--- Exercise data Enclosed Below ---

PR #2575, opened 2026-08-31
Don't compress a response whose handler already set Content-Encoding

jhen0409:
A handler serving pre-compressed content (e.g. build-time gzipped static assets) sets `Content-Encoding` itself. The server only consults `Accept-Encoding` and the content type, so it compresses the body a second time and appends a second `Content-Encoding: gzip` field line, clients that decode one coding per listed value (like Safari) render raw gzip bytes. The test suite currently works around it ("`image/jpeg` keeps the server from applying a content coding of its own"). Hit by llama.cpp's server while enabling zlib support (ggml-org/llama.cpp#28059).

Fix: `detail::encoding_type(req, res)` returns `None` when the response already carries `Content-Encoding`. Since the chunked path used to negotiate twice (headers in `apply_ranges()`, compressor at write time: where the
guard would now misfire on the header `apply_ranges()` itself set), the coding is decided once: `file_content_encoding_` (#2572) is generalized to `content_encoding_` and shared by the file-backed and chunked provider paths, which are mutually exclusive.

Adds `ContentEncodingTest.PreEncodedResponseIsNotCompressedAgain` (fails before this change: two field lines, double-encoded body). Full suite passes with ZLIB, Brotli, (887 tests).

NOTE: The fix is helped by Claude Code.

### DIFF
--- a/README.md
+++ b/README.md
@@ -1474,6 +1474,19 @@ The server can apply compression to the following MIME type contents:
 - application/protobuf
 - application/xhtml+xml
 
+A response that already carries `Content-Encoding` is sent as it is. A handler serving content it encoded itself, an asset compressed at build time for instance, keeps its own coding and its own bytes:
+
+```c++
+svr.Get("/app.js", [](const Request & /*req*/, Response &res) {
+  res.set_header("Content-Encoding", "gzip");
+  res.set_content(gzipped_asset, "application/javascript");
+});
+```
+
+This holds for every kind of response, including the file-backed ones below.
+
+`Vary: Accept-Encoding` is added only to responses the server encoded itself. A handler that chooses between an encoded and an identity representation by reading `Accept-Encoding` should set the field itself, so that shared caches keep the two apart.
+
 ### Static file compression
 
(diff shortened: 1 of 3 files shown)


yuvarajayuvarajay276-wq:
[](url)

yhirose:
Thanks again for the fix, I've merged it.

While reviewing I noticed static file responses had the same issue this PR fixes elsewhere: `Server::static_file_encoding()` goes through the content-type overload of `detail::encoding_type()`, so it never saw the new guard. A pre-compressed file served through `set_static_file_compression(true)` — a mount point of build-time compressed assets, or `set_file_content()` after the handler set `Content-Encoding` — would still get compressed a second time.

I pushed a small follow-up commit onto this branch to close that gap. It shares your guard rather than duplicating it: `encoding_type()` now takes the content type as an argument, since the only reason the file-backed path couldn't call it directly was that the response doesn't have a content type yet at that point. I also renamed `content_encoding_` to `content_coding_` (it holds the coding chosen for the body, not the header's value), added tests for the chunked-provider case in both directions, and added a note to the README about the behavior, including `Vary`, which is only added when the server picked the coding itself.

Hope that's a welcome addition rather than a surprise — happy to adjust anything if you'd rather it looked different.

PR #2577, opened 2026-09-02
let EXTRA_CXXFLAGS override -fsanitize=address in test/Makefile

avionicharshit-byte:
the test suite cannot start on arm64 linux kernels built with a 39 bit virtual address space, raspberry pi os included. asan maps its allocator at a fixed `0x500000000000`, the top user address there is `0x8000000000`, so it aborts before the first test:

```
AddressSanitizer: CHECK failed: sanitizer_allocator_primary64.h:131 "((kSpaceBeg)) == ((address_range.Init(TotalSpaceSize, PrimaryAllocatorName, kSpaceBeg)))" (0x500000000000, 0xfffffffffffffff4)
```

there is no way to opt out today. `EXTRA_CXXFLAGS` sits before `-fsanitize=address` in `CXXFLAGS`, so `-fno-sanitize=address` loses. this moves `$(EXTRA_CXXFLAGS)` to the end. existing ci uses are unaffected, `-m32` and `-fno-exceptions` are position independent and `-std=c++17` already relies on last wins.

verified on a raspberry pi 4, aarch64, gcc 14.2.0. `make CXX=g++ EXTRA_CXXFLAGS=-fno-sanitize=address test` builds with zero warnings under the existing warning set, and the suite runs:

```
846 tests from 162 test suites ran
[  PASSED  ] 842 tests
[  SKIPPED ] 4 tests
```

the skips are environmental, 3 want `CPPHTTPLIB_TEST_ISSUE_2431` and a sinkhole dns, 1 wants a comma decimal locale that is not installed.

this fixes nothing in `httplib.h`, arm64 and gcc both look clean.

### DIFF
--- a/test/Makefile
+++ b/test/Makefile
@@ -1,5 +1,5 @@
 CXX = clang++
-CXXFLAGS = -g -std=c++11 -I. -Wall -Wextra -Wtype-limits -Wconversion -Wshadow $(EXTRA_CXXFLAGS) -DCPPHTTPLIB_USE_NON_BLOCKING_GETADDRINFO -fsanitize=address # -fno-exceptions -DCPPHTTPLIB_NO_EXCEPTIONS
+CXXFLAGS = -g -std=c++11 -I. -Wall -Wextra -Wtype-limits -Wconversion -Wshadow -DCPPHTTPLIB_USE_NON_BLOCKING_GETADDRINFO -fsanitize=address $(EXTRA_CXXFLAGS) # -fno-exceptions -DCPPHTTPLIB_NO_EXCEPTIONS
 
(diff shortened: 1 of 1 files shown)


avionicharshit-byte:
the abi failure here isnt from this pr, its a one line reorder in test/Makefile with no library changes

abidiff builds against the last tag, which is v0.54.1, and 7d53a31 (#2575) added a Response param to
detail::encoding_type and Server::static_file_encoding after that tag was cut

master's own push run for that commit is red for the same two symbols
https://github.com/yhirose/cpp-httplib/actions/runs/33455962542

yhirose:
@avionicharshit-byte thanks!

--- End of Enclosed Exercise data ---

▸ What to do: Report the number of lines in the material above holding the word "when", without anything else.

▸ The answer: 2